Atos Origin (formerly SchlumbergerSema, a subsidiary of Schlumberger) is delivering and installing the equipment and software for the trial, while NEC is supplying its Automated Fingerprint Identification System. Identix is providing the fingerprint-capture and facial-matching technology, and Iridian is responsible for the iris-recognition technology. Market & Opinion Research International (MORI) are handling the survey.
A facial-recognition biometric chip is the first component planned for the British passport. The agency may also use a secondary biometric, such as an iris image or fingerprint, in later versions, the Home Office spokesperson says. Passports with biometric chips will first be issued "sometime" in 2005, which will in turn "build the base" for the ID card plan, the spokesperson adds.
The primary purpose of the six-month trial is to gauge public reaction to the technology, the spokesperson says.
"The trial will simulate a potential future biometric collection process," Crouch notes. After the data is collected, the volunteer will be asked to fill out an anonymous survey about the process.
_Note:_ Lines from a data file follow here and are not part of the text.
PR #3761, opened 2019-01-16
Use new but pretty much the same tETH faucet

Krigpl:
And move faucet related code its own files.


shadeofblue (approved):
ba90134f42960c6092b0d8f97198fcf3

PR #3767, opened 2019-01-17
Initial Concent soft switch status is off

mdtanrikulu:


jiivan (approved):
ivlq_useless_light_switch

PR #3769, opened 2019-01-17
Remove get_task_env

Krigpl:
Since TaskHader is now included in the messages.


mplebanski:
What was it for anyway?

Krigpl:
For `_set_env_params` in tasksession except that now we can get it from the message itself instead of our local state.

mplebanski (approved):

The participants' biometrics will be compared against a database of anonymous iris and fingerprint images collected outside the U.K., as well as against biometrics collected during the trial, Crouch says. If no match is found, the applicant's biometrics are added and the applicant is "enrolled" in the system. All data gathered during the trial will be destroyed afterwards, Crouch says.
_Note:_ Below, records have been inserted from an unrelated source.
PR #3778, opened 2019-01-18
 Hyper-V process detection on Windows

kmazurek:
On Windows, if Hyper-V is enabled, WMI queries report lack of
virtualization support. To correctly detect virtualization capabilities,
we need to first check if Hyper-V process is running on the host.

### DIFF
--- a/requirements.txt
+++ b/requirements.txt
@@ -78,7 +78,7 @@ Pillow==4.2.1
 pluggy==0.6.0
 portalocker==1.2.1
 priority==1.3.0
-psutil==5.2.2
+psutil==5.4.8
 py-cpuinfo==4.0.0
 py-ubjson==0.11.0
 pyasn1-modules==0.2.1
--- a/requirements.txt
+++ b/requirements.txt
@@ -78,7 +78,7 @@ Pillow==4.2.1
 pluggy==0.6.0
 portalocker==1.2.1
 priority==1.3.0
-psutil==5.4.8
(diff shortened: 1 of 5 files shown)


requirements.txt
```diff
@@ -78,7 +78,7 @@ Pillow==4.2.1
 pluggy==0.6.0
 portalocker==1.2.1
 priority==1.3.0
-psutil==5.2.2
+psutil==5.4.8
```
mfranciszkiewicz: I'd suggest not to update dependencies now unless there is a strong reason to do so

Wiezzel:
You can check much easier if Hyper-V is enabled. It is actually already done in `HyperVHypervisor.is_available()` method: https://github.com/golemfactory/golem/blob/6ec4e13fba79b011864d1b453afc78716164c31c/golem/docker/hypervisor/hyperv.py#L194-L202
So just modify `_check_vt_windows()` or `get-virtualization-state.ps1` to include this command.

kmazurek:
@Wiezzel Thanks, didn't notice that. I saw another solution using `Get-WindowsOptionalFeature`, but that one requires running as admin. Let me update and test this.

requirements.txt
kmazurek: Got it, turns out it won't be required most likely (see comment below).

Wiezzel (approved):
👍

mfranciszkiewicz (approved):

"Biometrics as an identification method is certainly picking up momentum and gaining in popularity, as has been seen by the U.K. Passport Office and the U.S. Department of Homeland Security," says Derek McDermott, the Director of ISL Biometrics. "Once people begin using biometrics, they will never go back to passwords, because this technology is just too easy and convenient to use."
ISL Biometrics is not working on the ID card program, but it supplies its E-SentriNet software for use in the NHS Open Exeter system, which gives patients online access to their medical records. It is also running a pilot program for the Home Office's new Security Industry Authority, which is evaluating biometric authentication technology for access to laptops and PCs.
"Biometrics is not the be-all, end-all, but it will drastically reduce the risk of identity fraud and other misuses of identity," McDermott says. However, the national database of ID card information could itself become a target of terrorists or other criminals, he notes.
"The government would have to make sure the data is held securely and would have to build a perimeter around that type of environment," McDermott says.
Unlike the government's biometric passport test, the technology ISL Biometrics uses doesn't store biometric images of a person's fingerprint, iris, or face. Instead, it records about 60 points of interest in the scan and creates a digital template.
Apart from the technology concerns, the program is drawing concern from groups such as the Law Society, the professional body for lawyers in England and Wales. Members suggest it is too wide-reaching, and that the Home Office hasn't proved it would stop identity fraud.
"The Government has failed to show that similar schemes in other countries have helped to reduce identity fraud. Indeed, in the U.S., the universal use of Social Security Numbers--a scheme not unlike the one the U.K. government is proposing--has led to a huge growth in identity fraud," the Law Society writes in its official response to the program.
"Despite a compulsory identity card scheme, France continues to battle problems such as illegal working, illegal immigration and identity fraud--the very things the Home Office hopes to address with identity cards. If an identity card has not eliminated these challenges in France, what makes the Home Office believe that these problems can be resolved with an identity card scheme in the U.K.?" the Law Society asks.